European parliaments are focused on approving the July agreement to expand the scope of the 440 billion-euro ($594 billion) European Financial Stability Facility to allow it to buy the debt of stressed euro-area governments, aid troubled banks and offer credit lines. Its current role is to sell bonds to fund rescue loans for cash-strapped governments.
“We really, really hope that it will be up and running by mid-October, but you know yourself how problematic the discussions in some countries are,” Nowotny said. After legal ratification, it may take another six to eight weeks for the EFSF to start intervening, he added.
The ratification process has drawn fire from some investors for being protracted and failing to provide the fund with enough cash to prevent the crisis leaking beyond Greece. Curbing the scope of policy makers to do more is the suspicion taxpayers in AAA-rated countries such as Germany and Finland would balk at stumping up even more rescue cash.
That has fanned speculation Europe may eventually ratchet up the fund’s spending power, perhaps by using the bonds it sells as collateral to borrow more cash from the ECB. Another proposal is to mimic a U.S. program established following the 2008 collapse of Lehman Brothers Holdings Inc. by allowing the fund to offer the ECB credit protection for buying more sovereign bonds.
“It is very important that we look at the possibility of leveraging the EFSF resources and funding to have a stronger impact and make it more effective,” European Union Monetary Affairs Commissioner Olli Rehn said in Washington yesterday. French Finance Minister Francois Baroin said separately that policy makers “need the right firewall to prevent contagion” and can discuss giving the fund “the necessary strength.”
Weidmann has said he opposes turning the EFSF into a bank that can refinance itself at the ECB as it would amount to “monetizing state debt.” Coene also said he’s “not sure that will be a good idea.”
Coene signaled reluctance to step up the central bank’s government bond purchase program even after the IMF said Sept. 20 the ECB “must continue to intervene strongly” in European debt markets to “maintain orderly conditions.”
“I think it has been a helpful element in the beginning but of course it cannot be a structural element of the system,” the Belgian central banker said. “The main reason was that we wanted to keep the transmission of monetary policy as good as possible until the moment that the EFSF will be able to take over” the bond buying, he said.

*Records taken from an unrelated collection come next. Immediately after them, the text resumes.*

PR #655, opened 2017-07-08
fix string corruption in file finder

rolandwalker:
~Allocate one more byte for file-finder items~ [edited]

Allocate the full `sizeof(struct file_finder_line)` rather than the size of a pointer, so that there is enough memory for the NUL terminator (and so that the NUL is pre-filled).

Otherwise `strncpy()` will take up the entire space, and tig may later read past the end.

### DIFF
--- a/src/ui.c
+++ b/src/ui.c
@@ -64,7 +64,7 @@ file_finder_read(struct file_finder *finder, const char *commit)
 			break;
 		}
 
-		finder->file[files] = calloc(1, sizeof(*finder->file) + buf.size);
+		finder->file[files] = calloc(1, sizeof(struct file_finder_line) + buf.size);
 		if (!finder->file[files]) {
 			ok = false;
 			break;


src/ui.c
```diff
@@ -64,7 +64,7 @@ file_finder_read(struct file_finder *finder, const char *commit)
 			break;
 		}
 
-		finder->file[files] = calloc(1, sizeof(*finder->file) + buf.size);
+		finder->file[files] = calloc(1, sizeof(*finder->file) + buf.size + 1);
```
jonas: Did you see this default? The `text` field in `file_finder_line` has size 1 to account for the NUL byte.

rolandwalker: Oh, I thought the first term was just to count the other member of the struct.

The issue is still there as described, because `sizeof(*finder->file)` returns constant `sizeof(uintptr_t)`, coincidentally `size_t`, the size of `matches`, the other member of the struct.

It should be `sizeof(**finder->file)` or `sizeof(struct file_finder_line)`.  The second one is better because it's harder to typo.  And either is better than my `+ 1` because of alignment.

jonas:
Thanks a lot for fixing this!

PR #658, opened 2017-07-10
clarify Shifted symbolic keys in news

rolandwalker:
Not sure it is important enough to list all of them, but if so it was the Shift* variants that were added.

F13-F19 is correct — not shifted.


jonas:
Thanks for the clarification.

jonas:
Hope to make a release with all your great changes soon.

PR #660, opened 2017-07-10
visually distinguish merges vs ordinary commits in utf8 graph

rolandwalker:
by returning smaller character "Bullet Operator" for ordinary commits


ericbn:
Even better, we should be able to configure the characters we want to use.

PR #662, opened 2017-07-12
let `set diff-highlight=true` work when the diff-highlight executable is not on $PATH

rolandwalker:
`diff-highlight` lives under contrib and is probably not on the user's `$PATH` in most installs

### DIFF
--- a/Makefile
+++ b/Makefile
@@ -311,6 +311,7 @@ TIG_OBJS = \
 	src/stash.o \
 	src/grep.o \
 	src/ui.o \
+	src/apps.o \
 	$(GRAPH_OBJS) \
 	$(COMPAT_OBJS)
 
--- a/configure.ac
+++ b/configure.ac
@@ -11,7 +11,7 @@ m4_pattern_forbid([^AX_])
 
 AC_PROG_CC
 
-AC_CHECK_HEADERS([execinfo.h stdint.h stdlib.h string.h sys/time.h unistd.h wordexp.h])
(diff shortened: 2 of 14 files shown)


jonas:
I played around with this one and I really like the idea how I'd prefer that the lookup does an `lstat` to verify the location of the diff-highlight script. WDYT?

rolandwalker:
Manually finding the location would also have the advantage of being able to invoke `diff-highlight` when the package manager failed to create the executable (at some revision it became required to run `make` in the `…/contrib/diff-highlight` dir).

rolandwalker:
Revised, with probably too much refactor.  Willing to squash as always.

* executing `git --exec-path` was relatively expensive so the result is preserved.  A few other things could realize similar savings.
* due to caching, setting `diff-highlight` multiple times as was done in the tests no longer works.  This is construed as a feature.
* logic about how to invoke the `diff-highlight` utility seems unrelated to viewing diffs, so it was spun out into `apps.c`.  If you don't like a new file, `options.c` would make more sense than `diff.c`.
* The "rescue" scenario started in recent versions of git, and happens to me currently with git from Macports.  The user lacks a shebanged `diff-highlight` executable unless an extra `make` step was done.  But this can be trivially worked around by invoking `perl` directly.  Unfortunately test coverage for this code path doesn't seem possible at the moment.

Handling of`diff-highlight` execution failure wants a few improvements, but was left unchanged.

rolandwalker:
valgrind doesn't like the final test case

rolandwalker:
valgrind issue addressed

The ECB was forced to restart the purchases last month after governments failed to convince investors they can solve the crisis which, according to a research paper published by the ECB this week, is putting the survival of the euro at risk. ECB Executive Board member Juergen Stark, a co-author of that paper, resigned this month to protest the bond program.
ECB Vice President Vitor Constancio said in Frankfurt last night that sustained bond purchases by the central bank would only delay the fiscal adjustments that euro-area governments need to make.
So far, only seven of the euro area’s 17 governments have ratified the upgrade of the EFSF.